▶ Exercise brief
In the listing below, find the line that contains "PR #355, opened 2026-09-13" and the line that contains "- What changed? parseProtection". Quote both and every line between them, exactly, and nothing more.

[Data for processing]

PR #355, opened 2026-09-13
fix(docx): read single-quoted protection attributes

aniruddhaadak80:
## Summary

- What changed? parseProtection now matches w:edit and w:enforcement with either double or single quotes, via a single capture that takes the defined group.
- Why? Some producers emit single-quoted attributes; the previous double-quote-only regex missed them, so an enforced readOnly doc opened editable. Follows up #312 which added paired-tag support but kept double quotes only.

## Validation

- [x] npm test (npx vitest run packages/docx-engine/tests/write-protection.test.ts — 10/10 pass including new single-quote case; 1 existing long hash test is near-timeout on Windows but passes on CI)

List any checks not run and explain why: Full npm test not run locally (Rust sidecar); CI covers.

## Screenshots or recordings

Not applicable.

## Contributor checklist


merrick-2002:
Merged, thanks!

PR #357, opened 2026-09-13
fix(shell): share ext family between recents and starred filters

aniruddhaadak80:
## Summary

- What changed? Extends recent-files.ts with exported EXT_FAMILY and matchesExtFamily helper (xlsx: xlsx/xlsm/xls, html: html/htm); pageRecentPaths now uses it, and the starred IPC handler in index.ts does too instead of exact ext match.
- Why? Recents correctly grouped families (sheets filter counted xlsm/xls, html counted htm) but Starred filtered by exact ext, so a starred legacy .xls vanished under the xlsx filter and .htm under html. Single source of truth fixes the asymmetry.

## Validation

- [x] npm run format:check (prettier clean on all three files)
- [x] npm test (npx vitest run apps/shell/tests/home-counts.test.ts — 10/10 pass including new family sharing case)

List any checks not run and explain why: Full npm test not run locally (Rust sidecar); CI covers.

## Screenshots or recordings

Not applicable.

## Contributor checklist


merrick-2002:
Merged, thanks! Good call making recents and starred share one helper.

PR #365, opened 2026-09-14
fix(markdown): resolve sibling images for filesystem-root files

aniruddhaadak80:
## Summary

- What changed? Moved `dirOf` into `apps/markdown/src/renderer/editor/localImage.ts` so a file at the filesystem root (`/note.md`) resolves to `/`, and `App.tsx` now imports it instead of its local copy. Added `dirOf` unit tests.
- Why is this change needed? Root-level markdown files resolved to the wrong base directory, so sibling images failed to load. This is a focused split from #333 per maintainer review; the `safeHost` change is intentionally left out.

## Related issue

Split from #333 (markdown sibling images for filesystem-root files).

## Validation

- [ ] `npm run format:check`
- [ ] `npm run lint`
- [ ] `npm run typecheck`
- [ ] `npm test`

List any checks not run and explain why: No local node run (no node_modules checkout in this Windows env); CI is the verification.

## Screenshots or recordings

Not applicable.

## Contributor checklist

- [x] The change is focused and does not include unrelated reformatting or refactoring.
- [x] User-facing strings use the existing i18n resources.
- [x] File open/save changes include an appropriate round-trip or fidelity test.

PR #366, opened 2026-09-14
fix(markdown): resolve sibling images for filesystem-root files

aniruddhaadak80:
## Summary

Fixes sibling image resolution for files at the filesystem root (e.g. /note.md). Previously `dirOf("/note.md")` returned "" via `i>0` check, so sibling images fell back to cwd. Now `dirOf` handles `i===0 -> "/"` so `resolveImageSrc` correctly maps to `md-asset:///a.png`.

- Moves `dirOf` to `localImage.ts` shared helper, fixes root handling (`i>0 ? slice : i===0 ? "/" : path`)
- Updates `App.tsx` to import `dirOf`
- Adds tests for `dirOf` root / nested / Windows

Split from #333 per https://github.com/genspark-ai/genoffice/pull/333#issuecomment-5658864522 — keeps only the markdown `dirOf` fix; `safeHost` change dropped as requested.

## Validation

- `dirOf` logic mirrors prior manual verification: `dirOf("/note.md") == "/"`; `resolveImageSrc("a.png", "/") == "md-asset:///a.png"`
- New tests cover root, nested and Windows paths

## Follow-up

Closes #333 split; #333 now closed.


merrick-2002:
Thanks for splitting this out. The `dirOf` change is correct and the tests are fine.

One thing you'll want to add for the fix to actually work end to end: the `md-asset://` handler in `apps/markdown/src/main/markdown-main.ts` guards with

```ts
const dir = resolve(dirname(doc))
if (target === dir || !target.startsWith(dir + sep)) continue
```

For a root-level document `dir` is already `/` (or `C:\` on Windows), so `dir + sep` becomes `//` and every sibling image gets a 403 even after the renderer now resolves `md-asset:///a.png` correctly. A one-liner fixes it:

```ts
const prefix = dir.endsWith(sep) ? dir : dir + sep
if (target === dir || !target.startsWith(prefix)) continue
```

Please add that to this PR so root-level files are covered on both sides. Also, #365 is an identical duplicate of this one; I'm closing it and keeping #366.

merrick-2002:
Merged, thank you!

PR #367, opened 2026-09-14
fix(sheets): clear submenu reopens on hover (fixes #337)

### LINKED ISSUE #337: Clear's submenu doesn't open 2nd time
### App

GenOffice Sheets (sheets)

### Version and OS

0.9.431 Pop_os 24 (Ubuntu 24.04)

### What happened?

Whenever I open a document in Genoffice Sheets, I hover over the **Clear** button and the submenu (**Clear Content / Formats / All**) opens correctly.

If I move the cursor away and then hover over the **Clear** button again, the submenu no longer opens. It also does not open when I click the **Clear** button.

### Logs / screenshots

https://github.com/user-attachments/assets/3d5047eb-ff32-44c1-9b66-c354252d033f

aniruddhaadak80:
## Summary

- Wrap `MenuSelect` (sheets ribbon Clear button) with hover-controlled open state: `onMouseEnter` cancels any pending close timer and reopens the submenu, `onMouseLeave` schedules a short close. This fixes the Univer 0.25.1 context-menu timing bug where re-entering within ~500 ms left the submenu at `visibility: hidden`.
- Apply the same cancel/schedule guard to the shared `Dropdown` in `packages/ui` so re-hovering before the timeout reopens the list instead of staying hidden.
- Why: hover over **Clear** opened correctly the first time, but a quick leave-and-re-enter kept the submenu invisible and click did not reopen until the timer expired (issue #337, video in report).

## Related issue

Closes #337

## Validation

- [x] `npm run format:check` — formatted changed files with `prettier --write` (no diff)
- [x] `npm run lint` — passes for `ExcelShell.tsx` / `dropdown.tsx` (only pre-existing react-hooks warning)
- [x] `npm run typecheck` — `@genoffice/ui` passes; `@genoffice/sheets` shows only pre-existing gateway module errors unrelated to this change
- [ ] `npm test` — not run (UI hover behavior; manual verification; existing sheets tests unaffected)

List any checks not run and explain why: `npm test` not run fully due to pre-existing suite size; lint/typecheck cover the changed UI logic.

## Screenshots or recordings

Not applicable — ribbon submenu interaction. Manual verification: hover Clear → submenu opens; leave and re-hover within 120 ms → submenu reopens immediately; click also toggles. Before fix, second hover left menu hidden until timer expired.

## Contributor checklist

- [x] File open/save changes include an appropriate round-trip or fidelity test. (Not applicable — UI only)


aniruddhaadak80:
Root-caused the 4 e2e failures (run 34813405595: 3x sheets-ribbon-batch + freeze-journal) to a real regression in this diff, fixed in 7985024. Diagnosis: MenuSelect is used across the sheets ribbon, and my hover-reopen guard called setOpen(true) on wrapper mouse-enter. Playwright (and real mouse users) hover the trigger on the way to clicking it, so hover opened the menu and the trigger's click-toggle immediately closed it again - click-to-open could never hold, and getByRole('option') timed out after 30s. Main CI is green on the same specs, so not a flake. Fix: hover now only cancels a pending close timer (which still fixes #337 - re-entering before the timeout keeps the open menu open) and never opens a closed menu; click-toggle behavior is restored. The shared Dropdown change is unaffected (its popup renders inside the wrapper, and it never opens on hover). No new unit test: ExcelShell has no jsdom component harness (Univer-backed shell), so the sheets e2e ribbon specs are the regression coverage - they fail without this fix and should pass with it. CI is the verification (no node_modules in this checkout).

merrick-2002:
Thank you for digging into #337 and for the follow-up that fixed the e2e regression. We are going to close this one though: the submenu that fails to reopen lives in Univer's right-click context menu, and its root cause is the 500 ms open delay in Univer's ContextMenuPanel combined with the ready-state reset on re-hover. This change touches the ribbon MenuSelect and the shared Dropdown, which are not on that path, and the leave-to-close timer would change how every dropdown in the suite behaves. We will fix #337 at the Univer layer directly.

[/Data for processing]
[Data for processing]

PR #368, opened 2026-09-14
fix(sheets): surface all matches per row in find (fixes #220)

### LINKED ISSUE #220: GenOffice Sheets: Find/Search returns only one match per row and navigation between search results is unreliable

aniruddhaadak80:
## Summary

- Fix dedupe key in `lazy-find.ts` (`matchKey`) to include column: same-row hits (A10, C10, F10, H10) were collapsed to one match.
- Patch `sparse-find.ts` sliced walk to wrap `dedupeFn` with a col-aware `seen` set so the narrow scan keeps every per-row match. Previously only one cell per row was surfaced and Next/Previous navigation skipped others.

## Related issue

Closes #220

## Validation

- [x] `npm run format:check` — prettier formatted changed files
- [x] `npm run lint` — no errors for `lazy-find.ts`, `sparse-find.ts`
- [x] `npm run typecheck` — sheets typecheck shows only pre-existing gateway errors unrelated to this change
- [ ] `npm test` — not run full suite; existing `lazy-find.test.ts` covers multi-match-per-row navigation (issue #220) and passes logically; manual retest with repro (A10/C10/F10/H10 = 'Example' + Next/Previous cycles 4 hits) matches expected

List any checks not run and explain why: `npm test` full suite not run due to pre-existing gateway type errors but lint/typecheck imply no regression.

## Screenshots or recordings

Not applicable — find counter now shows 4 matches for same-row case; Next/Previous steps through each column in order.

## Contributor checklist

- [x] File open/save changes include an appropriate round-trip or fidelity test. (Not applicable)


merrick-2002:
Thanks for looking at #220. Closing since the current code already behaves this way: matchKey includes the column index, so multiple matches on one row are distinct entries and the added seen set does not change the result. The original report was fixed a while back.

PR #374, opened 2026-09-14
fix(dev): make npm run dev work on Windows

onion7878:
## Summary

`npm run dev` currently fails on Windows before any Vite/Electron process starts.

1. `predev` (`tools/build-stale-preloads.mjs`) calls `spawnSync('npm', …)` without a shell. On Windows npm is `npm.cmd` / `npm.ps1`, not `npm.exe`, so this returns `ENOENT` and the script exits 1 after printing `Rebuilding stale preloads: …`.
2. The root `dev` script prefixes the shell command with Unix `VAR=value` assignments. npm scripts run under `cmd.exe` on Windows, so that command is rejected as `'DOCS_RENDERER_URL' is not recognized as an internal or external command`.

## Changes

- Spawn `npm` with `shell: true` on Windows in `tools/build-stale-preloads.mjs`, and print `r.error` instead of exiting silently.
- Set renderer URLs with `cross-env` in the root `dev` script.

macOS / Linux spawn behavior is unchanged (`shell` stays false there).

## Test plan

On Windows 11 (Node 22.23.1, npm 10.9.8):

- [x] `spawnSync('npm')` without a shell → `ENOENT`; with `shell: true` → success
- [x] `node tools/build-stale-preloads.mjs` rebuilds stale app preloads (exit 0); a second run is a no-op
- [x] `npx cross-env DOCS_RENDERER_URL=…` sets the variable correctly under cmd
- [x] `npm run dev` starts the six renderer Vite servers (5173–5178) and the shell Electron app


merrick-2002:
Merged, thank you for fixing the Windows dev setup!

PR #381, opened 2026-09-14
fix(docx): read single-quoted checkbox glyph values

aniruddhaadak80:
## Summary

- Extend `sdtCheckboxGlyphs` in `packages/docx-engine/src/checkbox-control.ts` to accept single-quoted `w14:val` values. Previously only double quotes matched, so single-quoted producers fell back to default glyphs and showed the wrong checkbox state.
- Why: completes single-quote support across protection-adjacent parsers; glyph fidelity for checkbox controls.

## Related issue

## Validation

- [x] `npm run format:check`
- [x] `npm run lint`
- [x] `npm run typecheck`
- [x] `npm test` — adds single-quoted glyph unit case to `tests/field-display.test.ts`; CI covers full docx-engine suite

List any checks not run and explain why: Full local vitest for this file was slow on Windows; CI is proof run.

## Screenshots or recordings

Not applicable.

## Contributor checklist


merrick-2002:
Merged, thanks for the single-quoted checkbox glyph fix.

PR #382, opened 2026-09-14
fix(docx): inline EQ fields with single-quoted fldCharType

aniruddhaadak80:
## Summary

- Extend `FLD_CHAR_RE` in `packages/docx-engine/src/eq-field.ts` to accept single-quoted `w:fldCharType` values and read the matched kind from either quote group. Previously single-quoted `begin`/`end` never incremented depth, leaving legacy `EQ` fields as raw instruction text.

[/Data for processing]

▶ Response area
PR #355, opened 2026-09-13
fix(docx): read single-quoted protection attributes

aniruddhaadak80:
## Summary

- What changed? parseProtection now matches w:edit and w:enforcement with either double or single quotes, via a single capture that takes the defined group.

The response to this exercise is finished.